Count every line in the data below where "files" occurs, then state that number and nothing more.
*** DATASET CONTENT ***
PR #257, opened 2021-01-22
gosourceresolver: do not return files that are in the GOCACHE directory

### LINKED ISSUE #254: gosource resolver: resolves to go cache files when tests option is enabled
Example:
*** End of DATASET CONTENT ***
**SOLUTION:** 2